For Marcell Dareus, it doesn’t have to end the way it did for former OT Mike Williams in the NFL. ‘Big Mike’ came to the Bills after being selected fourth overall in the first round of the 2002 draft. He was a sure thing that turned into an enormous bust.

(Photo by Rick Stewart/Getty Images)

Marcell Dareus’ life hasn’t been easy. We need to show him that our FAMbase has his back. (Rick Stewart/Getty Images)

Like OT Mike Williams, Dareus was selected as a “sure thing,” the third overall pick in the first round of the 2011 draft. There were murmurs at the time that his work ethic was a problem at Alabama, but that did not seem to inhibit the Bills from taking him. The fact that J.J. Watt was selected 11th overall in the same draft makes this situation with Dareus even more painful for Bills fans.

I’m still trying to figure out how a professional football team could continually blow draft after draft since 2000. ‘Maybust’, Big Mike, John McCargo… OK, I’ll stop here. Nothing more needs to be said about this horror show of drafting other than the fact that it would appear that until proven otherwise, the Bills have not been very good at drafting linemen early on either side of the ball for close to two decades.
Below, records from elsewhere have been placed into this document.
PR #1807, opened 2026-09-22
feat(eth): index wrapped-native Deposit/Withdrawal as token transfers

### LINKED ISSUE #1702: eth: wrapping native asset (WETH deposit/withdraw) produces no tokenTransfers — wrapped token is not auto-discovered on the address
## Summary

Wrapping the native asset (e.g. `WETH.deposit()`) produces no `tokenTransfers` entry in Blockbook, because canonical wrapped-native contracts (WETH9 and its ports) mint without emitting an ERC-20 `Transfer` event — they emit `Deposit(address indexed dst, uint256 wad)` instead. Blockbook's log parser only recognizes `Transfer` / `TransferSingle` / `TransferBatch`, so:

1. the wrap transaction is indexed as a plain ETH send to the contract, with no indication the address received WETH,
2. **token auto-discovery never happens** — the address↔contract association is built from token transfers only, so an address whose only WETH interaction is wrapping never gets WETH into its `tokens` list and its WETH balance stays invisible until some unrelated `Transfer` event touches the address,
3. the same applies to unwrapping: `withdraw()` emits `Withdrawal(address indexed src, uint256 wad)`, also ignored, and per-address `transfers` counts for WETH exclude all wraps/unwraps.

In clients this means e.g. Trezor Suite renders a wrap as nothing but an outgoing ETH payment to an unknown contract — there is no "received X WETH" line to show, while Etherscan displays the same tx as "Wrap 0.000123 ETH into 0.000123 WETH" (it parses the `Deposit` event itself).

Image
Image

Temporary fix for Trezor Suite https://github.com/trezor/trezor-suite/pull/30797, https://github.com/trezor/trezor-suite/issues/29875

## Examples

- https://eth.trezor.io/tx/0xdb59b35f7ba6c9545e14d2b2493120572f50b0da308e1c131971b543e1c65aa1
- https://eth.trezor.io/tx/0x77706244fde779e24a5d51ab497d423703eec99f77228b63966aca445832dbe0

Both are `deposit()` (`0xd0e30db0`) calls sending ETH to WETH `0xC02aaA39b223FE8D0A0e5C4F27eAD9083C756Cc2`.

`/api/v2/tx-specific/0xdb59b3…` shows the receipt contains exactly one log — the `Deposit` event, no `Transfer`:

```json
"logs": [{
  "address": "0xC02aaA39b223FE8D0A0e5C4F27eAD9083C756Cc2",
  "topics": [
    "0xe1fffcc4923d04b559f4d29a8bfc6cda04eb5b0d3c460751c2402c5c5cc9109c",
    "0x0000000000000000000000009ea3721b5bf3b64b4418c38b603154d2d597fae3"
  ],
  "data": "0x00000000000000000000000000000000000000000000000000038d7ea4c68000"
}]
```

`/api/v2/tx/…` consequently returns no `tokenTransfers` field at all for either tx (verified on both), even though `parsedData` correctly identifies the call as `deposit()`.

(The example address does show WETH in `tokens` today, but only because later swap/send txs emitted real `Transfer` events; an address that only ever wraps gets nothing.)

## Root cause

`contractGetTransfersFromLog` dispatches solely on the three transfer topics and `continue`s on everything else:

https://github.com/trezor/blockbook/blob/89963a3972e363aaa054e3fe46953309990b5dca/bchain/coins/eth/contract.go#L274-L300

WETH9 `deposit()`/`withdraw()` mint/burn without `Transfer`:

```solidity
function deposit() public payable {
    balanceOf[msg.sender] += msg.value;
    Deposit(msg.sender, msg.value);
}
```

## Suggested fix

Translate the wrapped-native contract's events into synthetic mint/burn token transfers:

- `Deposit(dst, wad)` → `TokenTransfer{from: 0x0, to: dst, value: wad}`
- `Withdrawal(src, wad)` → `TokenTransfer{from: src, to: 0x0, value: wad}`

Since any contract can emit events with these signatures (same spoofing concern as #1225), the translation should be restricted to the canonical wrapped-native contract per chain, e.g. a per-coin config field (`wrappedNativeContract`). That would cover WETH on Ethereum and the same WETH9-pattern contracts on other EVM chains Blockbook indexes (WBNB, WPOL, WXDAI, …).

cranycrane:
## Description

WETH9-style contracts mint and burn without a `Transfer` event, so a wrap was indexed as a plain native send: no `tokenTransfers`, and the wrapped token was never auto-discovered on the address (#1702).

- New per-coin `wrappedNativeContract` (`additional_params`), validated at startup and applied to the parser via `ApplyToParser`.
- `Deposit(dst, wad)` → ERC-20 mint `0x0 → dst`, `Withdrawal(src, wad)` → burn `src → 0x0`, only for the configured contract (any contract can emit these signatures). The address compare runs after the topic match, so the hot path is unchanged.
- Same for pending `deposit()` / `withdraw(uint256)` calls to that contract; a plain `transfer()` of the wrapped token still takes the ERC-20 path.
- Configured for Ethereum, Polygon, Avalanche, Optimism, Base, BSC, Ethereum Classic, HyperEVM and Sepolia after checking one wrap receipt per chain. **Arbitrum, Robinhood Chain and Hoodi are deliberately not configured**: their wrapped token already emits a mint `Transfer`, so the key would double count every wrap.

## Notes

- Receipt logs are stored per tx, so `/api/v2/tx` shows the new legs for existing wraps immediately. Address-level discovery and the per-token `transfers` count apply to newly synced blocks; existing blocks need a reindex.
- Client-visible change: wrap/unwrap txs gain a `tokenTransfers` entry with the zero address as counterparty.

Closes #1702


cranycrane:
### Code review

PR #1963, opened 2022-05-04
Introduce simple DRT request acceptance

michalmac:
This PR tries to build the basis for #1954 and similar. The idea is that once the best insertion is selected for a given `DrtRequest`, this proposed insertion needs to be accepted/confirmed/finalised using a mode-specific `DrtOfferAcceptor`. This opens up many opportunities for shaping the final `AcceptedDrtRequest` (e.g. limiting the buffer of the pickup/dropoff times as in #1954). It is also possible to not accept the offer.

There are no special assumptions around `AcceptedDrtRequest`, such as which side accepts the offer (passenger/service provider or both) and how the acceptance process looks like. The purpose is to keep it as simple as possible for the time being (until a more comprehensive prebooking approach is introduced).


nkuehnel:
Nice, thank you very much! This approach is really helpful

Eric Wood will likely turn out to be the only exception, but he has to stay healthy. The jury is still out on him, as well as Andy Levitre, who apparently wasn’t deemed good enough to overpay to retain his services. And so it goes.

Now we are opening training camp without Marcell Dareus because he failed his conditioning test. It’s understandable that Bills fans would freak out. We have been down this road too many times in the last 20 years. For most of us, it’s hard to understand why a young man would fail to motivate himself to play a game for millions of dollars, and all the fame and glory that comes with it.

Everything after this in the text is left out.